Melatonin and the circadian rhythm of the sleep-wake cycle

The daily sleep-wake cycle is influenced by 2 factors: process C (circadian), an endogenous “clock” that drives the rhythm of the sleep-wake cycle; and process S (sleep), a homeostatic “sleep propensity” that determines the recent amount of sleep and wakefulness accumulated. The SCN interacts with both processes, and it is where the main component of process C is located. Excitatory signals from the SCN and subsequent melatonin suppression are thought to promote wakefulness during the day in response to light and the suppression of melatonin inhibition of the SCN. This inhibition is released in the dark phase and leads to melatonin synthesis/release with consequent sleep promotion.

The sleep-wake cycle is only one of many circadian rhythms. Left without stimulus, the circadian period of sleep/wake is around 24.2 hours, but this can vary from 23.8 to 27.1 hours. This period is inherited and is closely related to intrinsic circadian preference for nighttime (long period) or daytime (short period), which can be determined by measuring the timing of maximal secretion of melatonin and subsequent related core body temperature (CBT). Maximum sleepiness occurs when CBT is at its lowest and melatonin levels are at their highest.

Many exogenous and endogenous factors (called zeitgebers) can shift a circadian rhythm. The sleep-wake cycle only becomes entrained to the 24-hour solar day by these factors, and by far the most powerful is ocular light exposure. The use of exogenous melatonin is one of the major non-light factors that can entrain the circadian rhythm, but results in clinical samples have been mixed.3 This is not surprising because there can be great individual variability in endogenous melatonin production. Light, medication, and behavior can also change melatonin levels. The pharmacokinetics and pharmacodynamics of exogenous melatonin (high first-pass metabolism, short half-life, and weak MT1/MT2 receptor binding) may also lead to the inconsistent effects in many clinical spheres as well.

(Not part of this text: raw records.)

PR #53, opened 2024-03-19
Add an appendix to address issue 52, the topology taxonomy

### LINKED ISSUE #51: Relax the requirement "'L' bit is set" for particular cases
In -04, "'L' bit is set" is required for a suitable prefix. However section 5.1.2.3 allows sending PIO with L flag cleared, in particular cases.

This leads to the issue that the generated PIO AIL prefix won't be recognized as a "suitable prefix" by other stub routers. So the requirement "'L' bit is set" must be relaxed for particular link layer technologies where L=0.

Abhayakara:
Fixes #51
Fixes #56

### DIFF
--- a/draft-ietf-snac-simple.xml
+++ b/draft-ietf-snac-simple.xml
@@ -306,7 +306,12 @@
 	    A prefix is not considered a suitable on-link prefix if the 'L' bit is set, but the 'A' bit is not set. This indicates
 	    that node addressability is being managed using DHCPv6. Nodes are not required to use DHCPv6 to acquire addresses, so a
 	    prefix that requires the use of DHCPv6 can't be considered "suitable"&mdash;not all hosts can actually use it.
-	  </t><t>
+	  </t>
+	  <t>
+	    Note: there can be layer two networks where neighbor discovery is not supported and therefore we cannot set the 'L' bit,
+	    but could set the 'A' bit. The behavior of stub networks when connecting to such networks is out of scope for this document.
+	  </t>
+	  <t>
 	    A prefix is considered to be advertised on the link if, when a Router Solicit message
 	    (<xref target="RFC4861" section="4.1" sectionFormat="comma"/>) is sent, a Router Advertisement message is received in
 	    response which contains a prefix information option (<xref target="RFC4861" section="4.6.2" sectionFormat="comma"/>)
@@ -871,6 +876,33 @@
 	  This document describes how to implement a stub router such that it operates correctly in this situation, whether the ISP is providing IPv6
 	  reachability to the Internet or not.
 	</t>
+	<t>
+	  In some unmanaged network settings, there is a "guest" network in addition to the main network. In this configuration, if
+	  a stub router is added to the guest infrastructure network, no communication will be possible. The general intended
+	  behavior of the guest network is to isolate untrusted hosts. Since this would be the intended behavior on the part of the
+	  owner of the network, it won't be a surprise to them, since they had to explicitly give the stub router's owner the guest
+	  network credentials and not the main network credentials. This should also mean that the owner of the stub router will not
+	  expect it to function in this scenario.
+	</t>
+	<t>
+	  An additional feature of some unmanaged networks is that the owner of the network can choose to isolate all devices on the
+	  network, so that devices on the network are able to use the Internet, but not communicate with each other. This is essentially
+	  the same as being connected to the guest network, except that there is no other network. In this case we would expect that the
+	  owner of the network doesn't expect any devices attached to the network to be able to communicate with any other device, so
+	  the failure of devices connected to infrastructure to communicate with devices on the stub network would not be a surprise.
+	  The owner of the stub router might be surprised in this case, but ultimately the owner of the infrastructure network gets
+	  to make this decision, and there isn't anything we can or should do on behalf of the stub router's owner in this case.
+	</t>
+	<section>
+	  <name>Use on an unmanaged (non-home) IPv6 network</name>
+	  <t>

Melatonin appears to have 2 probable interacting effects on the sleep-wake cycle. First, it entrains and shifts the circadian rhythm (process C) in a “chronobiotic” function. Second, it promotes sleep onset and continuity in a “hypnotic” function by increasing the homeostatic drive to sleep (process S). These effects appear to be equal. Clinically, exogenous melatonin given in the morning delays the phase of circadian rhythm and subsequent evening sleepiness. Melatonin given in the evening can advance both of these phases.

TABLE 1


Circadian rhythm sleep disorders

Light exposure has the opposite effect and is much more potent in its phase-shifting effects. This can also vary depending on the exact time the melatonin is given and light exposure occurs, in relation to the circadian rhythm of the patient. Patients demonstrate more compliance in taking melatonin at the right time than in pursuing the necessary exposure to light. Thus, timed melatonin administration may be a more viable way to change the circadian rhythm in clinical practice when needed.